» **Aim of the task**
Going down the data below, set down exactly the line with "The proper fix" and each line after it through the line with "Could you suggest"; no other lines.

[Stored items]
________________________

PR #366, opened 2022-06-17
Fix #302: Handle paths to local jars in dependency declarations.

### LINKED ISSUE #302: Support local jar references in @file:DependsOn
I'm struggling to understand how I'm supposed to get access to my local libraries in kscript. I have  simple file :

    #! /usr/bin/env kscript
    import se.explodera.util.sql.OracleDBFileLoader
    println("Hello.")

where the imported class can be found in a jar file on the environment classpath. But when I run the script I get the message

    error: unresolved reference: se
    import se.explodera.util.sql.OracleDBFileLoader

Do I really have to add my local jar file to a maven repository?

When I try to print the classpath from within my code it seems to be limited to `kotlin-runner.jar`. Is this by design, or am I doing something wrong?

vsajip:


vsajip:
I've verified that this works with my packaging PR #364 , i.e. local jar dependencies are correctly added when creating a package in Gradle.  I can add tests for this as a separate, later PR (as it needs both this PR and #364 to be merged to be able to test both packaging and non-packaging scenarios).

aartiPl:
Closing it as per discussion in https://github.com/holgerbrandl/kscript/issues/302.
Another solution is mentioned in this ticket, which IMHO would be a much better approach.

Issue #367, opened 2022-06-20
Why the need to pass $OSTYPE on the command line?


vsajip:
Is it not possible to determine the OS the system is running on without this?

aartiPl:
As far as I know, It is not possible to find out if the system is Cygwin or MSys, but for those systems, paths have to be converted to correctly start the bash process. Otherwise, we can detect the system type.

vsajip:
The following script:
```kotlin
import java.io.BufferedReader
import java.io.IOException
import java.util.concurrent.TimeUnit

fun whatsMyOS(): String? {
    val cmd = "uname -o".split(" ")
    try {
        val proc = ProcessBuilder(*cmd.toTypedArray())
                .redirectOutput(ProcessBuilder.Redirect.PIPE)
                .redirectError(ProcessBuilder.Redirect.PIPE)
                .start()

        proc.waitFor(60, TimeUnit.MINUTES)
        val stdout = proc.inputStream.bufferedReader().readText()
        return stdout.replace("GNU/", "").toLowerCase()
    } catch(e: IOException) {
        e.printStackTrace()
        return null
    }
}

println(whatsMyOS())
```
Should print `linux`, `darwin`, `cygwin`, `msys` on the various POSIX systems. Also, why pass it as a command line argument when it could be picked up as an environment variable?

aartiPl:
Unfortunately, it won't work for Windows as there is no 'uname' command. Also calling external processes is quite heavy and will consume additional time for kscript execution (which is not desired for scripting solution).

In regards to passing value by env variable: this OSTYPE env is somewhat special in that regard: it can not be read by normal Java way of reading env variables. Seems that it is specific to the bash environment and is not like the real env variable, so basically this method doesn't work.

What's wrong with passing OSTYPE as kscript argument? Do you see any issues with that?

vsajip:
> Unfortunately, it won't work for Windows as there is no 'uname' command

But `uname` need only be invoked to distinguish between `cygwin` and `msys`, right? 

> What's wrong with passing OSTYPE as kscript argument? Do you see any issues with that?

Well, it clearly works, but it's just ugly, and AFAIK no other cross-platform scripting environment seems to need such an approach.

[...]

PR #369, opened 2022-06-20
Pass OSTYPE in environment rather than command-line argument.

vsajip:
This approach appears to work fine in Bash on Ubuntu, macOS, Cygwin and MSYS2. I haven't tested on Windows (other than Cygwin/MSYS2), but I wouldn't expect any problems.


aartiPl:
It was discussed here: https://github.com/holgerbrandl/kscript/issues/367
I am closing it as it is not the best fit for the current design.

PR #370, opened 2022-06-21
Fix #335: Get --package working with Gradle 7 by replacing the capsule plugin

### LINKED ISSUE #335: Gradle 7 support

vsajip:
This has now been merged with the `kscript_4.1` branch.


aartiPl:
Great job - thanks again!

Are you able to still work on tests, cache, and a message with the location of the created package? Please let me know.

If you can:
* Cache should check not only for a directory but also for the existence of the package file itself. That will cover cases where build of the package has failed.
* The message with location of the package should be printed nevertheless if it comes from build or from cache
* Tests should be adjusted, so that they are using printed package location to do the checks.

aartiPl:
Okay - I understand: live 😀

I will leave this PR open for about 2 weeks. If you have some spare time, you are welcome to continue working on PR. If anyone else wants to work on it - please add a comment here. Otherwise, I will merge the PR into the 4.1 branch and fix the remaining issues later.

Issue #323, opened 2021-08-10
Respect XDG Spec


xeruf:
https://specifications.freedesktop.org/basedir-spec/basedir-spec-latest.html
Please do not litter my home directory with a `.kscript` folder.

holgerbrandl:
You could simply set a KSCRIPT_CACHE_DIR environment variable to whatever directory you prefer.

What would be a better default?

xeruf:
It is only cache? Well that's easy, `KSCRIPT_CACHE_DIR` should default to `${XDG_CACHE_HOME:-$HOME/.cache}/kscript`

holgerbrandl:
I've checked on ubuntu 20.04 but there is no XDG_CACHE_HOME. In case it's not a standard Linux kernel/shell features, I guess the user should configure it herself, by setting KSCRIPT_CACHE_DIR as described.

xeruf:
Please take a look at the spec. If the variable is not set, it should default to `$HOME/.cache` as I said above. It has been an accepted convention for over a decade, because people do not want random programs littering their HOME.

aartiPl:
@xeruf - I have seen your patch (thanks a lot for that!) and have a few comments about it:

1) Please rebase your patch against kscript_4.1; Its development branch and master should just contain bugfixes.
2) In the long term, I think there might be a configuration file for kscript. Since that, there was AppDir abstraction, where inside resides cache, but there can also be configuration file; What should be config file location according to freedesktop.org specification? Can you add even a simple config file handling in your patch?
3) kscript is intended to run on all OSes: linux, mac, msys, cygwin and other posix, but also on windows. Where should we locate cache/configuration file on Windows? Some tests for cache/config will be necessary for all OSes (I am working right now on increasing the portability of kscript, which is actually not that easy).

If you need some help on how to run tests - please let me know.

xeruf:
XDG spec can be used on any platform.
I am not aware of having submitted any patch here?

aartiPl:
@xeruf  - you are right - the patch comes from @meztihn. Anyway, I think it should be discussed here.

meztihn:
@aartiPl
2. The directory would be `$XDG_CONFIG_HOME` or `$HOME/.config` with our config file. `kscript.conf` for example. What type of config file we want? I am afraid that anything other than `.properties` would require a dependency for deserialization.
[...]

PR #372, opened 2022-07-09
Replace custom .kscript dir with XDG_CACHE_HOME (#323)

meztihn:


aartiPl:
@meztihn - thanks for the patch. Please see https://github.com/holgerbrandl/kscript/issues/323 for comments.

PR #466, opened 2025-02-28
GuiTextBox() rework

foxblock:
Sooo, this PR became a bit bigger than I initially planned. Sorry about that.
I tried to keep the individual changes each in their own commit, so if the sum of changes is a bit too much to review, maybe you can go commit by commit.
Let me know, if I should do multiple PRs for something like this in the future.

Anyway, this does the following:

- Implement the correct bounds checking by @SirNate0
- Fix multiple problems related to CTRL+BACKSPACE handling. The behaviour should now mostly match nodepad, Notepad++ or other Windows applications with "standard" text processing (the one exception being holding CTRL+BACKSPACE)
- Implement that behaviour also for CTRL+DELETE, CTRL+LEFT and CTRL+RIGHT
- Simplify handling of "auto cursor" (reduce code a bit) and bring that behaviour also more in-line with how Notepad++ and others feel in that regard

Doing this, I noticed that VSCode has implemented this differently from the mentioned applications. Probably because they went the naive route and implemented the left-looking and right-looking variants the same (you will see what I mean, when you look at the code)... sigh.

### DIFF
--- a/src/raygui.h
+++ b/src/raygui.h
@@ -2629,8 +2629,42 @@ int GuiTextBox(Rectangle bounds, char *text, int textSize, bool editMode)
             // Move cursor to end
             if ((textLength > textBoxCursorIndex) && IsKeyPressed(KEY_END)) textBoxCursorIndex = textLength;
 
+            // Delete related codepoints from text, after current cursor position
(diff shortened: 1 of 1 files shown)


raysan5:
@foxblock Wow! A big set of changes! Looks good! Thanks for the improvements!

________________________

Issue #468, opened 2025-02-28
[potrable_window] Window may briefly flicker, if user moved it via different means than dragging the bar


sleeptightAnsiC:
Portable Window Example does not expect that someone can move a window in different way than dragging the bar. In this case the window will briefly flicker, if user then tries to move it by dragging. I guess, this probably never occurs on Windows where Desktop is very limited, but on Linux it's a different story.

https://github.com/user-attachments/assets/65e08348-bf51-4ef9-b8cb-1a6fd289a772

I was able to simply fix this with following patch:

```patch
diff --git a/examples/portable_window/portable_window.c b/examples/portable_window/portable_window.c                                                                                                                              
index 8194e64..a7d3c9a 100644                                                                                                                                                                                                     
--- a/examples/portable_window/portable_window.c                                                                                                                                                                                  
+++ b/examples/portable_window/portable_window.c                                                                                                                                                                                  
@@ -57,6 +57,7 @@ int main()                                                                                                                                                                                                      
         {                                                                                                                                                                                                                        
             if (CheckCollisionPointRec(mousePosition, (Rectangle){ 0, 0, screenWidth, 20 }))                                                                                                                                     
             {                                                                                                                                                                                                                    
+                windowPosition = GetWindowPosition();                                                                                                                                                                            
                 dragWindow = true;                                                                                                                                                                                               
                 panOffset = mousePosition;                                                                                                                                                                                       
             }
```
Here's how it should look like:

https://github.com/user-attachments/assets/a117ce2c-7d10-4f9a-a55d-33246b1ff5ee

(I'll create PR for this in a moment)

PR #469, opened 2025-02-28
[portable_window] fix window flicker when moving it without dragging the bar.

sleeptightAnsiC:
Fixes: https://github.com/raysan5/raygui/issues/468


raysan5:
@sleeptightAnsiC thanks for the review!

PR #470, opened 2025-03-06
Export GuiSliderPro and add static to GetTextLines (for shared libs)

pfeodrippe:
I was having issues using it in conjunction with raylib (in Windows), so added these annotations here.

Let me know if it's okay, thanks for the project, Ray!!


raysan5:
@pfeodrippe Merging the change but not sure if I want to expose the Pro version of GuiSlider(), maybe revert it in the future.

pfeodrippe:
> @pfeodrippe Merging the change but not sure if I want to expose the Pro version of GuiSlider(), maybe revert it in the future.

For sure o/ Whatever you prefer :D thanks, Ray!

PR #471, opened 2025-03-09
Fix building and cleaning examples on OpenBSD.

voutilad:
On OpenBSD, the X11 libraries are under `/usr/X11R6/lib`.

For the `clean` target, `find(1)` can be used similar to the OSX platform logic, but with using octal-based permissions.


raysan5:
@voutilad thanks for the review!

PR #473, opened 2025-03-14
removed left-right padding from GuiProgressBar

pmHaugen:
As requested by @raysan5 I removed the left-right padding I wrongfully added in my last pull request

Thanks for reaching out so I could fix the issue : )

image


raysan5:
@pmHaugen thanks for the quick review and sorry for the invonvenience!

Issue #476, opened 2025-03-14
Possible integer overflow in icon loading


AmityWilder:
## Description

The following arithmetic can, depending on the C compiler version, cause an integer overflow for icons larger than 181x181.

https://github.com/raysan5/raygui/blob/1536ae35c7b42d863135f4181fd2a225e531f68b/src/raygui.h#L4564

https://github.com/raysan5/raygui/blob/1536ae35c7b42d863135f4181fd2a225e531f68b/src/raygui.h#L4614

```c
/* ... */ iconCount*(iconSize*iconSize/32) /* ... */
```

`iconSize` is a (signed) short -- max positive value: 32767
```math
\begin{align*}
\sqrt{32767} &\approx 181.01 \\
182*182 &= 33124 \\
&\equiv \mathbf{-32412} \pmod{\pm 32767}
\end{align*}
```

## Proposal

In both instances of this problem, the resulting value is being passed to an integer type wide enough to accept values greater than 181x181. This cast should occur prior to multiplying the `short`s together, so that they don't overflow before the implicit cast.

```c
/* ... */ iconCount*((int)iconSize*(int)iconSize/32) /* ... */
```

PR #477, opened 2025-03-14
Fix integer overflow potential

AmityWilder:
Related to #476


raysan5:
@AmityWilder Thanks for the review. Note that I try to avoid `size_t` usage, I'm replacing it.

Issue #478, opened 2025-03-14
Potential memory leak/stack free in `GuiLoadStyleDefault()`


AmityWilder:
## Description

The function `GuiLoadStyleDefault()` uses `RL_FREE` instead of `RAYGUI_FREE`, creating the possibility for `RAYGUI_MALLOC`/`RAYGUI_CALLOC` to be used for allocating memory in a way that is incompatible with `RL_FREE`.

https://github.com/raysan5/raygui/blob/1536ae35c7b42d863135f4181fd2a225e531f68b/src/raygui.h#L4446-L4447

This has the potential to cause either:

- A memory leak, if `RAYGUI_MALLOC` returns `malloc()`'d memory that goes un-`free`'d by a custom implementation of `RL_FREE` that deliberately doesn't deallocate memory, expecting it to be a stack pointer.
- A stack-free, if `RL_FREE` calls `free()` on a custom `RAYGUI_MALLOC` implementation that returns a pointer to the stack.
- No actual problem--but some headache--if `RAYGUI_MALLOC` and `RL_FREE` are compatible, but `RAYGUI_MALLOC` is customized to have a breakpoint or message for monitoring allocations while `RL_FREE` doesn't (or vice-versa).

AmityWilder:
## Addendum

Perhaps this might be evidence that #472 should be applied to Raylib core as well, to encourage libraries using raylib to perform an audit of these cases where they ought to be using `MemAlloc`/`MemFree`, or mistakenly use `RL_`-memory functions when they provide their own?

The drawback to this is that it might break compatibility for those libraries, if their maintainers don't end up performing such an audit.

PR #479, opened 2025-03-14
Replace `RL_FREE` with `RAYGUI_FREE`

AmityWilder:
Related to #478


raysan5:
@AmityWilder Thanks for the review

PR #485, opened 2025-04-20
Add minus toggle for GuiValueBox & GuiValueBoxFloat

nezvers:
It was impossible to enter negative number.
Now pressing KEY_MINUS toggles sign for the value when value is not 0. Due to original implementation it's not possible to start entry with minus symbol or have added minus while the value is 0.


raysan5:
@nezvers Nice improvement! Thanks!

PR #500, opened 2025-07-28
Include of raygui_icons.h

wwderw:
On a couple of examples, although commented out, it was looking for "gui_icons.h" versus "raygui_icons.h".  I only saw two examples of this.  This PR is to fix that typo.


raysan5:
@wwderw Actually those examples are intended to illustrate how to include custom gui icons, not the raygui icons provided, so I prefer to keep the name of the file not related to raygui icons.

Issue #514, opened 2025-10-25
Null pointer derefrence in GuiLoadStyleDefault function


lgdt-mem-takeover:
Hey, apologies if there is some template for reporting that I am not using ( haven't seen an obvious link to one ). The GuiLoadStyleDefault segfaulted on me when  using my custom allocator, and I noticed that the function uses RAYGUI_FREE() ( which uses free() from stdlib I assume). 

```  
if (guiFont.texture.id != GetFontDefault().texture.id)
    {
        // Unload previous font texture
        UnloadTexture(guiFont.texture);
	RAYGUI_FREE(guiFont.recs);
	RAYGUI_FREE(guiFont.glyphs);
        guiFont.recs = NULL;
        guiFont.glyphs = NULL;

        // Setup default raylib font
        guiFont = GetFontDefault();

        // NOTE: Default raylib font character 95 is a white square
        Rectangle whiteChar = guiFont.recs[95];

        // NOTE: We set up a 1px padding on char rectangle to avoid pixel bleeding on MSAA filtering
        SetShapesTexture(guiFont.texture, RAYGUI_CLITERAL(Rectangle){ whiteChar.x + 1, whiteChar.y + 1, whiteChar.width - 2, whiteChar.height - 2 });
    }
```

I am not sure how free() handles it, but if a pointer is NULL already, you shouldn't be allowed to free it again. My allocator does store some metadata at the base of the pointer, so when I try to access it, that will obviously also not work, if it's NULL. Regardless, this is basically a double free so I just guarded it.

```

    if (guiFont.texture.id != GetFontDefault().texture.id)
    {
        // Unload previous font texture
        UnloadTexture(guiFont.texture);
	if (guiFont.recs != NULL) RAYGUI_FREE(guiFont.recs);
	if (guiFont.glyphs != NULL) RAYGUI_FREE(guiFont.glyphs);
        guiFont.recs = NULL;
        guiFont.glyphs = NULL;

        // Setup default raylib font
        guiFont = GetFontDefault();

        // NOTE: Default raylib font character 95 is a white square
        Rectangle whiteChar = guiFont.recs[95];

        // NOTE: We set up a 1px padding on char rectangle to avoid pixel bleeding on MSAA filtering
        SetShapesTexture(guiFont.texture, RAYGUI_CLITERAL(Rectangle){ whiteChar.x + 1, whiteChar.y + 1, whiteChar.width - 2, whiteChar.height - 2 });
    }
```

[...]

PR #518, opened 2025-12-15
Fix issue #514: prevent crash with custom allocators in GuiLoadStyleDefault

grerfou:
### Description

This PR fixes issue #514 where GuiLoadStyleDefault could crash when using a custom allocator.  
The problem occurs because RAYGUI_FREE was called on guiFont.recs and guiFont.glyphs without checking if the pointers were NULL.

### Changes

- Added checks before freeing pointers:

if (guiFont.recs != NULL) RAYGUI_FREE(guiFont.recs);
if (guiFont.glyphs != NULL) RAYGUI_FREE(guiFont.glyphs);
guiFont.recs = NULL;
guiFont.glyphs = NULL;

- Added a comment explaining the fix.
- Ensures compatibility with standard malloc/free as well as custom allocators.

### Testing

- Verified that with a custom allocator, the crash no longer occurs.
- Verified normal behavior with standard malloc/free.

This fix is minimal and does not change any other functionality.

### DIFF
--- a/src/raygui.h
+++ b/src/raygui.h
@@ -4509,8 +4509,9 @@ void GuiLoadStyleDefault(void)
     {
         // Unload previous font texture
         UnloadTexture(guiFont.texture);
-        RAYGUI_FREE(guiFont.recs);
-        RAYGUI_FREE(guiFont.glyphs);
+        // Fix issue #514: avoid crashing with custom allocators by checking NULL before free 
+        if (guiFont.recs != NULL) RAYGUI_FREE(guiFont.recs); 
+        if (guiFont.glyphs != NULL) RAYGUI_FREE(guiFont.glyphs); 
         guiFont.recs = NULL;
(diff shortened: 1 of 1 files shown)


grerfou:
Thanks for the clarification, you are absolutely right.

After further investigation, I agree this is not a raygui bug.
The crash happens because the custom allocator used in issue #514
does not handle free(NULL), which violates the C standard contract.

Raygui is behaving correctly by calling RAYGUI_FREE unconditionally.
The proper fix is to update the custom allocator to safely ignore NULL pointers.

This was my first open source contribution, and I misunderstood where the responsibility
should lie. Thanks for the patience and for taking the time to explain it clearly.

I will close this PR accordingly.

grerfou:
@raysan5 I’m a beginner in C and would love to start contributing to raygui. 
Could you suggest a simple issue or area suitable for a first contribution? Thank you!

________________________

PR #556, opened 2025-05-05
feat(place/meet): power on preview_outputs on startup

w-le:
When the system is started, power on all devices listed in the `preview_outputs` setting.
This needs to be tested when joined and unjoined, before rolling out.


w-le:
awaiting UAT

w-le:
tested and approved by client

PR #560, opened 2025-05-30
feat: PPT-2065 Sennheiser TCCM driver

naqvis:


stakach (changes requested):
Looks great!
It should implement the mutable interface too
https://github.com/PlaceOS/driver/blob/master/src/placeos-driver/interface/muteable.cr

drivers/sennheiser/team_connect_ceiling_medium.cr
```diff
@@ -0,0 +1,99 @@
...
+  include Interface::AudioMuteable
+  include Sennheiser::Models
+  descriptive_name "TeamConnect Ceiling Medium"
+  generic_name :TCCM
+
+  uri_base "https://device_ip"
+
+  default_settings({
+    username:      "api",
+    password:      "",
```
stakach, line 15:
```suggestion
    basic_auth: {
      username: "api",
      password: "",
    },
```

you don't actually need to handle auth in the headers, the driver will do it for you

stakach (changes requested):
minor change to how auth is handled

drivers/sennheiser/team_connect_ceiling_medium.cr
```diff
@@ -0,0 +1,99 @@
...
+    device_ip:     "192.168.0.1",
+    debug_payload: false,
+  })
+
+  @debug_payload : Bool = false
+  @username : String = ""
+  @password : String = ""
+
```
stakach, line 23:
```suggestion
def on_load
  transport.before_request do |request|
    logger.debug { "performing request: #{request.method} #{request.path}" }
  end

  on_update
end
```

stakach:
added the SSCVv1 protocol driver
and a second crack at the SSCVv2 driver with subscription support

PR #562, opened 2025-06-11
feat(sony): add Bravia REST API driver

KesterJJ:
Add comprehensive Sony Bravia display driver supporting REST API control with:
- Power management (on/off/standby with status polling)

________________________

» **The completed task**
The proper fix is to update the custom allocator to safely ignore NULL pointers.

This was my first open source contribution, and I misunderstood where the responsibility
should lie. Thanks for the patience and for taking the time to explain it clearly.

I will close this PR accordingly.

grerfou:
@raysan5 I’m a beginner in C and would love to start contributing to raygui. 
Could you suggest a simple issue or area suitable for a first contribution? Thank you!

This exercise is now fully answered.